Author Dr Rosalie Gillett
Date 1 April 2022

In late 2021, a group of ADM+S early-career researchers convened a half-day virtual workshop on gendered online harms, supported by seed funding from the Australian Research Council Centre of Excellence for Automated Decision-Making and Society (ADM+S).

Led by Dr Rosalie Gillett (Queensland University of Technology (QUT)) and Dr Anjalee de Silva (University of Melbourne), the research team also included ADM+S researchers Dr Zahra Stardust, Dr Ariadna Matamoros-Fernández, Dr Aaron Snoswell, Louisa Bartolo, and Nick Dowse from the Centre’s QUT node, as well as Dr Lyndal Sleep from Central Queensland University.

The workshop brought together 20 stakeholders from civil society, industry, and academia to better understand how women experience gendered online harms, what digital platforms are doing to tackle these harms, and how platform interventions could be improved.

Dr Anjalee de Silva highlighted the impetus for the event, explaining: “For those of us in the research team, the workshop and broader project are borne of a deep desire to see gendered online harms adequately and appropriately addressed, as well as a deep disappointment with what we see to be significant failures in this regard.”

Dr Mehreen Faruqi, Greens’ Senator for New South Wales, and a panel of civil society representatives launched the workshop by describing their experiences of gendered online harms through their work.
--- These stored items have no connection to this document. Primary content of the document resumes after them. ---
PR #676, opened 2022-09-16
ACC-1929-Deferred billing terms

Nazehs:
### Description

When we are collecting billing details for Deferred Billing users, they will need to agree to Deferred Billing T&C

This PR add deferred billing terms component with a `isDeferredBilling`  with default to false , with T&C as outlined in the [Figma link](https://www.figma.com/file/OZFdiFXLJVoGbOEWMjNpnb/Deferred-Billing?node-id=111%3A45), and a conditional wiring into the return of what AcceptTerms will return if the user is DeferredBilling.
### Ticket

[Jira Ticket](https://financialtimes.atlassian.net/browse/ACC-1929)

### Reminder


components/deferred-billing-terms.stories.js
```diff
@@ -0,0 +1,22 @@
...
+
+export const Basic = (args) => <DeferredBillingTerms {...args} />;
+Basic.args = {};
+
+export const CheckedFlow = (args) => <DeferredBillingTerms {...args} />;
+CheckedFlow.args = {
+	isChecked: true,
+	isDeferredBilling: true,
+	hasError: false
+};
```
ludrob, line 22: I think we usually have a newline at end of file
```suggestion
};

```

components/deferred-billing-terms.jsx
```diff
@@ -0,0 +1,110 @@
+import React from 'react';
+import PropTypes from 'prop-types';
+import classNames from 'classnames';
+const AGE_BRACKET = 16;
```
ludrob, line 4: I wonder if AGE_BRACKET is the correct naming here.
To me, bracket suggests an interval, from / to.

Would this be a better match?
```suggestion
const CONSENT_AGE = 16;
```

components/deferred-billing-terms.jsx
```diff
@@ -0,0 +1,110 @@
...
+export function DeferredBillingTerms ({ isDeferredBilling = false, isChecked = false, hasError = false }) {
+
+
```
ludrob, line 7:
```suggestion

```

Nazehs:
@ludrob  my bad for the variable naming... thank you for the feedback.😊

components/deferred-billing-terms.jsx
```diff
@@ -0,0 +1,110 @@
...
+	const labelClassName = classNames([
+		'o-forms-input',
+		'o-forms-input--checkbox',
+		{ 'o-forms-input--invalid': hasError },
+	]);
+
+	const inputProps = {
+		id: 'accept-deferred-billing-terms',
+		type: 'checkbox',
+		name: 'accept-deferred-billing-terms',
```
ludrob, line 15: I don't think `name` and `id` should be hard-coded in the component.
Because of historical reasons, we have 2 patterns in this repo.
I assume that you followed something like https://github.com/Financial-Times/n-conversion-forms/blob/main/components/accept-terms.jsx.
(Which is good, consistency is appreciated 👍)

However, you'll notice that `id` and `name` are hard-coded in the component and cannot be changed by the consumer of the component (which is probably fine here as I don't see us pulling this multiple time in the same render but still not great).

The other pattern can be seen in https://github.com/Financial-Times/n-conversion-forms/blob/main/components/email.jsx. 
While we do provide defaults for id/name in the component, consumers can provide their own values (via `fieldId` and `inputId`), allowing them to control id/name, for js hook, validation, or simply pull the same component in X times.

The reason for this is that n-conversion-forms was initially a collection of handlebars partials, and they were converted one to one to jsx.
Some components (like email) have been changed to make more use of jsx but other are still very much in their hbs form.
We need a joint team effort to clean this up.

But for now, what we can do is stop creating more of the "bad" pattern.

@JuanTincho just FYI, since we also use this repo in next-subscribe, that's something to keep in mind.

(and @binaryberry / @debugwand just a quick reminder to ourselves that we need to do something about this)

Nazehs: @ludrob  thanks i will make the fix and push again

danieleruiz (approved):

components/deferred-billing-terms.jsx
AniaMakes: @ludrob thank you for super detailed comments, it's great to have not just a "change this" but also "we do this for reasons x,y,z and we _should_ clean things up"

Following this, the 20 participants were divided into four breakout rooms on Zoom to discuss gendered online harms and possible ‘solutions.’

In March 2022, Anjalee, Ariadna, and Rosalie presented preliminary findings from the event at the ADM+S ‘Data Harms’ workshop, a new program of work within the Centre led by Prof Megan Richardson.
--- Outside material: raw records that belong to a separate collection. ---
PR #681, opened 2022-10-11
ACC-1990 maxlength attribute on company limit

sakibshaik:
### Description
for some countries we want to restrict the company name to be maximum of 40 characters.so adding a max length attribute to the company name 

### Ticket
https://financialtimes.atlassian.net/browse/ACC-1990

### Reminder

- [y] **Documentation** updated or created
- [ y] **Tests** written for new or updated for existing functionality
- [ y] **Stories** updated to use this change
- [ y] **Product Review** ran past the product owner

### DIFF
--- a/components/company-name.jsx
+++ b/components/company-name.jsx
@@ -13,6 +13,7 @@ export function CompanyName ({
 	placeholder = 'Please enter your company name',
 	isRequired = true,
 	isHidden = false,
+	maxlength = '',
 }) {
 	const divClassNames = classNames([
 		'o-forms-field',
@@ -37,6 +38,7 @@ export function CompanyName ({
 		required: isRequired,
 		disabled: isDisabled,
 		defaultValue: value,
+		maxlength,
 	};
 
 	return (
@@ -67,4 +69,5 @@ CompanyName.propTypes = {
 	fieldLabel: PropTypes.string,
 	isRequired: PropTypes.bool,
 	isHidden: PropTypes.bool,
+	maxlength: PropTypes.string,
 };
--- a/components/company-name.jsx
+++ b/components/company-name.jsx
@@ -69,5 +69,5 @@ CompanyName.propTypes = {
 	fieldLabel: PropTypes.string,
 	isRequired: PropTypes.bool,
 	isHidden: PropTypes.bool,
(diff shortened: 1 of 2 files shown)


components/company-name.jsx
```diff
@@ -67,4 +69,5 @@ CompanyName.propTypes = {
 	fieldLabel: PropTypes.string,
 	isRequired: PropTypes.bool,
 	isHidden: PropTypes.bool,
+	maxlength: PropTypes.string,
```
ludrob, line 72: Should this be a number?
```suggestion
	maxlength: PropTypes.number,
```

jorbuedo (approved):

components/company-name.jsx
```diff
@@ -37,6 +38,7 @@ export function CompanyName ({
 		required: isRequired,
 		disabled: isDisabled,
 		defaultValue: value,
+		maxlength,
```
ludrob, line 41: no default? Ok with me but in this case should proptype should tag this as required?
(And then should be released as major)

sakibshaik: it has been defaulted on line number 16 as a function param.

components/company-name.jsx
```diff
@@ -13,6 +13,7 @@ export function CompanyName ({
 	placeholder = 'Please enter your company name',
 	isRequired = true,
 	isHidden = false,
+	maxlength = '',
```
ludrob, line 16: This should be a number.
```suggestion
	maxlength = 40,
```
?

sakibshaik: nope,i think  default can be  empty as i dont want to force the limit on all the consumers of this components

AniaMakes: I agree with Ludo on this. If Agne wants the limit to be 40, then there's a reason for this and we should be consistent across all of the consumers.

ludrob (approved):

components/company-name.jsx
sakibshaik: that has been resolved by setting it default to 100

AniaMakes (approved):

joejeet:
@sakibshaik Why 100 not 40 as the max length?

Participants in the workshop described the problems associated with how platforms self-regulate their services. These discussions primarily focused on the failings of content moderation practices. In particular, participants observed that gendered online harms often result from related and reinforcing patterns of behaviour that women are subjected to online, rather than discrete incidents or pieces of content. This means that the approach platforms have taken to moderate individual pieces of content is not enough to prevent the culture that enables systemic online harms against women.

The workshop participants also emphasised that the automated content moderation systems that platforms employ to detect and remove content struggle to understand context. Because of this, platforms can remove important critical and harmless content, while failing to effectively moderate harmful content.
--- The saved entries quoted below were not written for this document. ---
PR #684, opened 2022-10-14
ACQ-1918: update top error summary message for o-forms

JuanTincho:
### Description

- Add message parameter in validation

### Ticket

- https://financialtimes.atlassian.net/browse/ACQ-1918

### Screenshots

| Before | After |
| ------ | ----- |
|        |       |

### Reminder

### DIFF
--- a/utils/validation.js
+++ b/utils/validation.js
@@ -5,10 +5,11 @@ class Validation {
 	/**
 	 * Set up the Validation utility
 	 * @param {Boolean} mutePromptBeforeLeaving (default: false) Whether to prompt the user before leaving if there have been changes in any of the fields.
+	 * @param {string} [errorSummaryMessage='There is a problem'] - A message to show in the header of the error summary. It defaults to: 'There is a problem'
 	 */
-	constructor ({ mutePromptBeforeLeaving, useBrowserValidation } = {}) {
+	constructor ({ errorSummaryMessage, mutePromptBeforeLeaving, useBrowserValidation } = {}) {
 		this.$form = document.querySelector('form.ncf');
-		this.oForms = OForms.init(this.$form, { useBrowserValidation });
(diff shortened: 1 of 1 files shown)


utils/validation.js
```diff
@@ -5,10 +5,11 @@ class Validation {
 	/**
 	 * Set up the Validation utility
 	 * @param {Boolean} mutePromptBeforeLeaving (default: false) Whether to prompt the user before leaving if there have been changes in any of the fields.
+	 * @param {string} [errorSummaryMessage='There is a problem'] - A message to show in the header of the error summary. It defaults to: 'There is a problem'
```
ludrob, line 8: Since we already have 2 out of 3 params, could you please add the third one `useBrowserValidation` so that we have consistency?

utils/validation.js
```diff
@@ -5,10 +5,11 @@ class Validation {
...
 	 */
-	constructor ({ mutePromptBeforeLeaving, useBrowserValidation } = {}) {
+	constructor ({ errorSummaryMessage, mutePromptBeforeLeaving, useBrowserValidation } = {}) {
 		this.$form = document.querySelector('form.ncf');
-		this.oForms = OForms.init(this.$form, { useBrowserValidation });
+		this.oForms = OForms.init(this.$form, { errorSummaryMessage, useBrowserValidation });
```
ludrob, line 12: Non-blocking: you might want to update this test and ensure that the new parameter is passed, rather than just testing that the method is called.
https://github.com/Financial-Times/n-conversion-forms/blob/main/utils/validation.spec.js#L30

JuanTincho: Unit updated

utils/validation.js
JuanTincho: Param added :)

ludrob (approved):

In light of these findings, the research team argue that platforms need better frameworks to define what constitutes harm, and better mechanisms to guarantee women’s safety online.

At the data harms workshop, Dr Rosalie Gillett questioned how platforms might reimagine the regulation of their services: “What if we investigated ways to rehabilitate those who have caused harm, transform communities, centre victim-survivors, and enable people to feel safe online? How can platforms use automation to create tools that cultivate a sense of community and community accountability that can mitigate harm? And what should platforms do instead where this won’t work?”

She continued: “These are crucial questions that, if answered, could help platforms cultivate safe and inclusive digital environments for all.”

In recognition of the significant contribution made by members of civil society organisations, most of the ADM+S seed funding was used to compensate the civil society participants for attending and contributing to the workshop. Civil society organisations who have first-hand experience advocating for women’s safety online were essential to fulfil the aims of the project.

The research team is now working to write up the findings for publication in an academic journal.